I highly encourage you to watch the Madoff documentary on Netflix, the main thing that I learned there is that even though the investors were the victims, and some of them were victims over decades, when everything came to the surface, the government made them return every dollar they had received from the ponzi scheme, because they were not actual distributions, but they were in fact other investor's money. It's a tough one to swallow, but I can see how it makes sense.

In the news:
Clutter, a storage and moving startup once valued at ~$600M in 2019, is being forced to sell at a steep discount in an auction of its assets. The premise for Clutter was that they would come pick up your items, they’d take pictures, and they would move it all for you into a warehouse far from your main city to avoid high real estate costs, and store it for you. If you needed something, you would request the item that was stored inside a specific bag and they would deliver it to you, or they would drive to another warehouse near where you lived. I’ve a friend that actually used them, and several of her items were broken. My guess on what possibly happened was that it ended up being very costly because they had to find great movers and that is very expensive in major cities, especially in large cities like San Francisco, Los Angeles and New York. Even though you may save on the real estate itself, you still need to not only have a lot of employees to move things around, but you also need to maintain these trucks. They actually had 500 employees, nearly 2 million square feet of warehouse space and a fleet of over 200 trucks. To maintain all of this is very difficult, especially if you want to grow super fast. They could possibly have outsourced that by hiring contractors but my guess is that the issue was the quality of the service, and the fact that their costs were very high.

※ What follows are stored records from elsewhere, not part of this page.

PR #2287, opened 2018-06-19
KEP for garbage collection

janetkuo:
Expand Kubernetes garbage collection to handle common uses which are awkward today. We will add an object-lifecycle-respecting TTL mechanism to the garbage collector. We will also allow users to mark resource objects to be cleaned up by the garbage collector after those objects are no longer in use: either terminated, completed, or not referenced by other resource objects. 

This KEP covers existing problems and an overview of a proposed solution. Implementation details are discussed separately (also linked in KEP):
1. Object-lifecycle-respecting TTL mechanism: https://goo.gl/9AUQ3n
2. Garbage collect resources that finish execution: https://goo.gl/ws9t3b
3. Garbage collect resources that are not used by other resources: https://goo.gl/KeHPiQ

/assign @kow3ns @lavalamp @erictune 
/cc @kow3ns @lavalamp @erictune 
@liggitt @deads2k @smarterclayton @bgrant0607 

ref https://github.com/kubernetes/kubernetes/issues/22368, https://github.com/kubernetes/kubernetes/issues/28486, https://github.com/kubernetes/kubernetes/issues/64470


keps/sig-api-machinery/0014-garbage-collection.md
```diff
@@ -0,0 +1,555 @@
...
+  (see [#28486]).
+
+[resource quotas]: https://kubernetes.io/docs/concepts/policy/resource-quotas/
+[#28486]: https://github.com/kubernetes/kubernetes/issues/28486
+
+#### Non-generic TTL-based Garbage Collection
+
+Current TTL-based garbage collection has the following issues:
+
+* Not generic. Only supports Events.
```
liggitt: that's true for kubernetes resources... other apiservers using the apimachinery storage layer can make use of this today to set variable-length TTLs on objects based on fields in the object

keps/sig-api-machinery/0014-garbage-collection.md
```diff
@@ -0,0 +1,555 @@
...
+and becomes useless. 
+
+[UID]: https://kubernetes.io/docs/concepts/overview/working-with-objects/names/#uids
+
+## Proposal
+
+The design has three main parts: 
+
+1. **Object-lifecycle-respecting TTL mechanism.** Provide observability before
+   deletion, and address the resource creation ordering problems. See [detailed
```
liggitt: > address the resource creation ordering problems

it wasn't clear to me how this addressed that... was it because the TTL gives you a window within which the owning objects can be created? what would we recommend someone wanting to create a set of interdependent objects without worrying about creation order set this to? a few seconds? a few minutes?

keps/sig-api-machinery/0014-garbage-collection.md
```diff
@@ -0,0 +1,555 @@
...
+   design of TTL][].
+1. **Garbage collect resources that finish execution.** Delete a resource object
+   when it finishes execution (either terminates or completes). See [detailed
+   design of GC after use (part 1)][].
+1. **Garbage collect resources that are not used by other resources.** Extract
+   usage references of a resource object and delete the object when it is no
+   longer referenced. Garbage collector will count usage references and address
```
liggitt: inverting the graph direction garbage collection is responsible for has some significant implications:
* latency or disruption in the GC controller's informers means that new usages of a `GCIfUnused: true` resource are unobserved, and can incorrectly treat that resource as unused and delete it
* any inability to discover or reach aggregated APIs has to halt GC of `GCIfUnused: true` resources until resolved, since the undiscovered resources could contain usages that would prevent deletion

keps/sig-api-machinery/0014-garbage-collection.md
janetkuo: Yes. I should clarify that this point is specific to built-in apiserver.

keps/sig-api-machinery/0014-garbage-collection.md
janetkuo: The main problem I want to solve is the observability before deletion. We can solve the creation ordering problem with something more reliable, such as having GC controller to remember if it has ever observed the owner or not. 

If we don't want to encourage using TTLs to solve problems like creation order, we can make TTLs to be "GC after use" only. We can even combine TTL and GCIfUnused fields. For example, have a "durability" field, which can be `durable` (default, don't GC after use) or `ephemeral` (GC after not used for 2d).

keps/sig-api-machinery/0014-garbage-collection.md
janetkuo: GC controller can do a sanity check before deleting a resource. This check could be expensive, though. 

It'd be useful for GCIfUnused resources to specify the api group versions of its potential users. This would make queries less expensive and make unreachable aggregated API only affect GCIfUnused resources that cares about the API.

janetkuo:
Thanks @liggitt for the review. Great feedback.

keps/sig-api-machinery/0014-garbage-collection.md
```diff
@@ -0,0 +1,555 @@
...
+resource around for a while before garbage collection kicks in.
+
+Note that we will not use etcd TTL to support this feature, because etcd TTLs
+won’t respect other lifecycle guarantees (e.g. finalizers). This also allows the
+feature to be independent of etcd.
+
+### Clean Up Resources After Use
+
+A resource is no longer *in use* either when it finishes execution (such as a
+terminated Pod or a completed Job), or when it’s not referenced/used by other
```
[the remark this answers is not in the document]
janetkuo: CronJob only needs to see the jobs that haven't completed so that it can react based on its concurrency policy. It doesn't need to see completed jobs. 

The proposed GC will respect owner reference; therefore, Jobs owned by a CronJob won't be deleted by new GC after it completes. It's taken care of by CronJob controller using job history limit.

keps/sig-api-machinery/0014-garbage-collection.md
```diff
@@ -0,0 +1,555 @@
...
+## Proposal
+
+The design has three main parts: 
+
+1. **Object-lifecycle-respecting TTL mechanism.** Provide observability before
+   deletion, and address the resource creation ordering problems. See [detailed
+   design of TTL][].
+1. **Garbage collect resources that finish execution.** Delete a resource object
+   when it finishes execution (either terminates or completes). See [detailed
+   design of GC after use (part 1)][].
```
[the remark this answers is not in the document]
janetkuo: Totally agree with the advice.

In most cases "finishable" resources should be hooks. The Job used in the Minio chart is actually a hook -- it has hook related annotations. Finishable resources shouldn't be GC'd after use and their lifecycle should be managed by Helm. Helm provides cleanup after hook success/failure. 

I like the idea of adding hooks to `kubectl apply`. Users applying configs in bulk should follow the same advice for Charts.

keps/sig-api-machinery/0014-garbage-collection.md
```diff
@@ -0,0 +1,555 @@
...
+This is similar to [mark-and-sweep][] garbage collection. 
+
+This timestamp represents the last time this resource is needed and shouldn’t be
+garbage collected. It will be empty when the resource is still in use, and will
+only be set when this resource is no longer needed. This is important, so that
+we can avoid the need for frequent updates (like a heartbeat) which could cause
+performance and scalability issues. The timestamp only needs to be updated when
+a resource is either in use or not in use.
+
+Combining with TTL, users can specify the earliest safe time to clean up
```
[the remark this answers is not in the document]
janetkuo: Adding default ttl should be fine, as it'll only make GC take longer before deleting things. 

I think what you meant is making resources being cleaned up by default (`metadata.gcifunused = true`) with some ttl value? I'm worried that it would break people unexpectedly and there's no way to recover from delete. 

In the "Future Work - Namespace-wide Garbage Collection Policy" section in this KEP, I proposed allowing users to create a "clean up policy" object that will set a default cleanup policy for resources. We can also create a global policy resource or allowing cluster admins to use a flag to set a global default value.

keps/sig-api-machinery/0014-garbage-collection.md
```diff
@@ -0,0 +1,555 @@
...
+
+## Alternatives
+
+We have considered using owner references, instead of counting usage reference,
+to clean up resources after use. However, it has the following drawbacks:
+
+* Owner references of a resource may be excessively long. Resources like
+  ConfigMap can be referenced by Pods, ReplicaSets, and Deployments. If a
+  Deployment has 1k replicas, it will create 1k Pods and the ConfigMap needs to
+  add those 1k Pods to the ConfigMap’s owner references list. It will be easy
```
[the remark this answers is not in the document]
janetkuo: Configmaps can be "owned" by lots of pods (any pod that uses the configmap owns it), but pods will usually only be "owned" 1 replicaset.

keps/sig-api-machinery/0014-garbage-collection.md
```diff
@@ -0,0 +1,555 @@
...
+
+1. In the ConfigMap and Secret’s metadata, the user sets TTL to 1 hour and that
+   the ConfigMap and Secret should be cleaned up after they are no longer used
+   by other resources (Pods, ReplicaSets, Deployments, etc.)
+1. The user then deploys applications, including ConfigMaps and Secrets of those
+   applications, as usual. Users can create new ConfigMaps and Secrets when they
+   need to change the configuration of their applications. They don’t need to
+   manually check which ConfigMaps and Secrets are not used and can be cleaned
+   up. If the ConfigMaps and Secrets are shared among applications, other
+   applications can still use them before TTL expires.
```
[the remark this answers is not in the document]
janetkuo: Thanks that's a good example!

Actually I start thinking about combining `.metadata.gcttl` and `.metadata.gcifunused` into one field named `durability` (https://github.com/kubernetes/community/pull/2287#discussion_r197017961), as TTL seems less useful for owner references. An object's `durability` can be `durable`, `ephemeral`, and something else. Each `durability` comes with a sane TTL value.

keps/sig-api-machinery/0014-garbage-collection.md
lavalamp: To solve this problem, I suggested making the GC keep a per-group-version used/not used marker on objects opting in to this mechanism.

If the apiserver serving the group-version is down, it's true that GC can't observe new uses, but also true that people can't create new uses. So this leaves only a small window where someone adds a new use and then the apiserver goes down before GC observes it. This is likely preferable to blocking the whole GC (which could render the control plane inoperable) if an apiserver is down.

keps/sig-api-machinery/0014-garbage-collection.md
```diff
@@ -0,0 +1,555 @@
...
+
+Resources that are not terminated Pods, Events, or controllers history
+resources, can only be garbage collected with ownerReference-based garbage
+collection. 
+
+However, OwnerReference-based garbage collection can only handle the case when a
+resource has at least an owner. However, not all resources have owners (i.e.
+non-empty `.metadata.ownerReferences`). You can think of the resources that
+don't have owners as root nodes in a DAG (directed acyclic graph). Those
+resources without owners may never be deleted after they're no longer needed.
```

WeWork casted substantial doubt over its ability to continue operating amid liquidity and profitability challenges. WeWork told investors that the next year would be a make or break for the company. I believe Sam Zell was the one that said in the early days of WeWork, when they were raising hundreds of millions of dollars at tens of billions in valuation, that in his entire real estate investing career he had never seen a model like WeWork's work. This is because WeWork had to sign long term leases, and their customers were on month to month leases. WeWork's customers can decide to cancel their membership at anytime, and because of that WeWork can be in deep trouble if customers leave during bad economic times.

Positive news:
Office leasing in Manhattan increased by 20% MoM in July to reach 2.3 million sq. ft.

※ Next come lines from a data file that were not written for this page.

Issue #1036, opened 2021-01-19
Adjust the animation time to show the quick menu


romandev:
We should make it faster than now.

PR #1076, opened 2021-01-31
Adjust the animation time to show the QuickMenu

codeimpl:
The animation times are sometimes fast, sometimes slow. Therefore, the
time is not cosistent. Root cause is the animation was canceled as the
layout was changed. This patch changed to complete layout inflating
before showing the dialog.

Refs: #1036


romandev (approved):
LGTM

Issue #1078, opened 2021-02-01
Fix a release build error


jdragonbae:
This is regression about #1066.

To resolve this issue, investigate the error log.

```
DEX contains references to non-existent symbols after R8 optimization.
Tip: Build with:
        is_java_debug=false
        treat_warnings_as_errors=false
        enable_proguard_obfuscation=false
     and then use dexdump to see which class(s) reference them.

     E.g.:
       third_party/android_sdk/public/build-tools/*/dexdump -d out/Release/apks/YourApk.apk > dex.txt

Classe(s) without definition:
  Landroidx/preference/PreferenceFragmentCompat;
Field(s) without definition:
Method(s) without definition:
  Landroidx/preference/PreferenceFragmentCompat;requireActivity()Landroid/app/Activity;

Traceback (most recent call last):
  File "../../build/android/gyp/proguard.py", line 676, in <module>
    main()
  File "../../build/android/gyp/proguard.py", line 663, in main
    options.warnings_as_errors)
  File "../../build/android/gyp/proguard.py", line 464, in _CheckForMissingSymbols
    fail_on_output=warnings_as_errors)
  File "/home/supreme/Desktop/android_chromium/src/build/android/gyp/util/build_utils.py", line 292, in CheckOutput
    raise CalledProcessError(cwd, args, MSG.format(stream_string))
util.build_utils.CalledProcessError: Command failed: ( cd /home/supreme/Desktop/android_chromium/src/out/release64; ../../third_party/jdk/current/bin/java -Xmx1G -cp ../../third_party/r8/lib/r8.jar com.android.tools.r8.tracereferences.TraceReferences --map-diagnostics:MissingDefinitionsDiagnostic error warning --check --lib ../../third_party/android_sdk/public/platforms/android-30/optional/org.apache.http.legacy.jar --lib ../../third_party/android_system_sdk/android_system.jar --source obj/triple_banana/triple_banana/triple_banana.r8dex.jar )
Command failed because it wrote to stderr.
You can often set treat_warnings_as_errors=false to not treat output as failure (useful when developing locally).
ninja: build stopped: subcommand failed.
```

PR #1075, opened 2021-01-31
Disable bytecode_rewriter_target for androidx_fragment

jdragonbae:
Disable bytecode_rewriter_target for androidx_fragment

This patch disables bytecode_rewriter_target flag for androidx_fragment
aar. According to the upstream[1], this flag modify the return type of
AndroidX's Fragment.getActivity() method from FragmentActivity to
Activity. It causes the problem[2] in android biometricx aar which used
for our secure login feature. As a stopgap, disable this flag.

[1] https://source.chromium.org/chromium/chromium/src/+/master:docs/ui/android/bytecode_rewriting.md

[2] https://cs.android.com/androidx/platform/frameworks/support/+/androidx-main:biometric/biometric/src/main/java/androidx/biometric/BiometricFragment.java;l=262

Refs: #1066

PR #1079, opened 2021-02-02
Fix a release build error

jdragonbae:
This patch fixes a release build error about #1075 regression. As the
bytecode_rewriter_target flag is turned off, the code that uses it
should be modified. So, we should manually build the jar file[1] and
then replace the existing one. Additionally, this jar file seems to have
been removed from the current upstream.

[1] third_party/android_deps/local_modifications/androidx_preference_preference/androidx_preference_preference_java.jar

Refs: #1075, #1078


romandev (approved):
lgtm

Issue #1077, opened 2021-02-01
Add basic settings preference in banana extension


jdragonbae:
To resolve this issue, add the basic settings preference in banana extension. When it's clicked, launch the upstream setting activity.

PR #1080, opened 2021-02-02
Add browser settings preference in banana extension

jdragonbae:
This patch adds the browser settings preference in banana extension.
It is belong to the other settings category. When it's clicked, launch
the upstream setting activity.

Refs: #1077


banana_cake/interfaces/java/org/banana/cake/interfaces/BananaToolbarManager.java
```diff
@@ -34,4 +38,5 @@ static BananaToolbarManager get() {
     void openQRCodeDialog();
     boolean getUseDesktopUserAgent();
     void translateCurrentTab();
+    void openBrowserSettings(@NonNull Context context);
```
romandev, line 41: It looks this is not actually used in toolbar. So, we should move this to `BananaApplicationUtils`

jdragonbae: Thanks for the review. I was confused. I'll move it.

romandev (approved):
lgtm

Issue #1081, opened 2021-02-03
Fix a bug that could not showing quick menu when tab is empty


jdragonbae:
To resolve this issue, we should implement `getLastFocusedActivity` api then use it.

PR #1084, opened 2021-02-03
Add getLastTrackedFocusedActivity api to applitcation utils

jdragonbae:
This patch adds getLastTrackedFocusedActivity api to the
BananaApplicationUtils. We can use this to get the last focused
activity. Also, this patch fixes a bug that could not showing quick menu
when tab is empty by using activity instead of tab activity.

Refs: #1081


src/org/triple/banana/quick_menu/QuickMenuServiceImpl.java
```diff
@@ -31,7 +31,7 @@ public void show(@NonNull Context context) {
         ButtonStateManager stateManager = ButtonStateManager.get();
         ViewController controller =
                 new ViewControllerImpl(viewModel, storage, actionProvider, stateManager);
-        View view = new DialogBasedViewImpl(context, controller);
+        View view = new DialogBasedViewImpl(activity, controller);
```
romandev, line 34: Can we change the signature of DialogBasedViewImpl's constructor as well?

jdragonbae: Thanks for the review. Done.

romandev (approved):
lgtm

Issue #1085, opened 2021-02-03
The update_upstream command doesn't support binary changes


romandev:
Currently, our `update_upstream` command to generate upstream patch files couldn't support any binary change. So far this hasn't been a problem, but after the change[1] for build error, it actually becomes a problem. Because always generates wrong diffs during update_upstream.

[1] https://github.com/triplebanana/triple_banana/pull/1079

PR #1088, opened 2021-02-03
Add an exception to be execluded during update_upstream command

romandev:
Currently, our update_upstream command to generate upstream patch files
couldn't support any binary change. So far this hasn't been a problem,
but after the change[1] for build error, it actually becomes a problem.
Because always generates wrong diffs during update_upstream.
So, this patch adds an exception to be excluded during update_upstream
command.

[1] https://github.com/triplebanana/triple_banana/issues/1085

Refs: #1079, #1085


jdragonbae (approved):
lgtm

PR #1091, opened 2021-02-03
Reorder terminate and add secret button

codeimpl:
We decided to reorder terminate and add secret button because of add
secret button will be used more often than the terminate button.

Refs: none


jdragonbae:
LGTM with nit.

nit : I think we used `Refs: none` instead of `Refs: None`.

codeimpl:
> LGTM with nit.
> 
> nit : I think we used `Refs: none` instead of `Refs: None`.

done! :)

jdragonbae (approved):
lgtm

romandev (commented):
Hmm, as far as I know, we decided to keep the current order. Am I missing something?

codeimpl:
As I remember.. We decide to reorder only adding secret tab and power. Am I wrong??;;;;

romandev:
We decided to drop this patch again.

Issue #1083, opened 2021-02-03
Fix a top icon area on the quick menu layout


jdragonbae:
Currently, a top icon ( User Interface, Banana extension) is small so that a user mistake easily when click it. We can expand the padding size of top icon to fix it.

PR #1092, opened 2021-02-03
[QuickMenu] Increase touch area for top icon

codeimpl:
Touch area of top icon is small to click. This patch increase the touch 
area to avoid touch miss.

Refs: #1083


romandev (approved):
lgtm

PR #1093, opened 2021-02-04
Handle CECPQ2 feature flag at runtime without restarting process

romandev:
Currently, there is no way to enable the CECPQ2 feature even if Secure
DNS is enabled. Moreover, it should have restarted the browser to enable
the CECPQ2 feature. So, this patch adds a new method `SetEnabled()` to
`FeatureList` and handle the CECPQ2 feature flag at runtime without
restarting process.

Refs: #921


jdragonbae (approved):
lgtm

PR #1095, opened 2021-02-05
Add "Reset adblock filter" preference

romandev:
This patch adds "Reset adblock filter" preference explictly in
AdblockFeatureSettings.

Refs: #927


jdragonbae (approved):
LGTM

Issue #1096, opened 2021-02-06
Secure DNS data migration doesn't work correctly


romandev:
**Reproducible steps**
1. Install 5.x apk
2. Enable "Secure DNS" feature
3. Upgrade 6.x apk
4. Disable "Secure DNS" feature
5. Restart browser

**Actual behavior**
Secure DNS is always enabled in 6.x apk after upgrade even if users disable the feature.

**Expected behavior**
Secure DNS should be disabled if users disable the feature.

PR #1097, opened 2021-02-06
Fix a bug that the Secure DNS data migration doesn't work correctly

romandev:
Currently, there is a bug that the Secure DNS is always enabled after
upgrade from 5.x to 6.x even if users disable the feature. It is because
ExtensionFeatures.isEnabled(SECURE_DNS) is always true after upgrade.
So, this patch make the flag off after data migration.

Refs: #1096


jdragonbae (approved):
lgtm

PR #1098, opened 2021-02-07
Fix a crash in debug build

romandev:
`Abort message: '[FATAL:feature_list.cc(371)] Check failed: !GetInstance()->initialized_. '`

Refs: none


jdragonbae (approved):
lgtm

Manhattan's retail market is showing signs of improvement, with a growing number of tenants signing new deals.

Asking rents in Miami grew 12% YoY to reach $65.03. Availability of Class A properties in Miami declined 20.6% YoY.

The Mortgage Bankers Association predicted that commercial and multifamily mortgage lending would decline by 38% YoY. What do I see here? So many opportunities! There are 40% less transactions being made this year, less competition, better deals, time to buy!

What’s happening to office?
I’m hearing more and more companies are requiring 3 days in the office, some are requiring 5 days in the office such as Jeff Bezos’s Blue Origin, calling themselves a work from work company. Elon Musk is also known for demanding employees being in the office 5 days a week. Facebook and Google right now are demanding 3 days a week in the office and Google announced that it will consider attendance as part of performance reviews.

Steff Updates:
A few episodes ago I recommended a VA staffing company, Virtual Staff Finder and promised to give you an update on the VA’s they sent: it didn’t work out, I believe I’ve had over 10 VA’s from the Philippines and what is lacking is common sense. I found a couple of excellent VA's that are working on some very specific tasks. I will keep you updated as I find a good firm that can recruit excellent VA's.

I recently started using this excellent tool, tango.us, for creating SOP’s (standard operating procedures). As your company scales, it's extremely important to create SOP's from the get go, so that anyone can come in at anytime and pick up any job. This is how a fantastic company is run.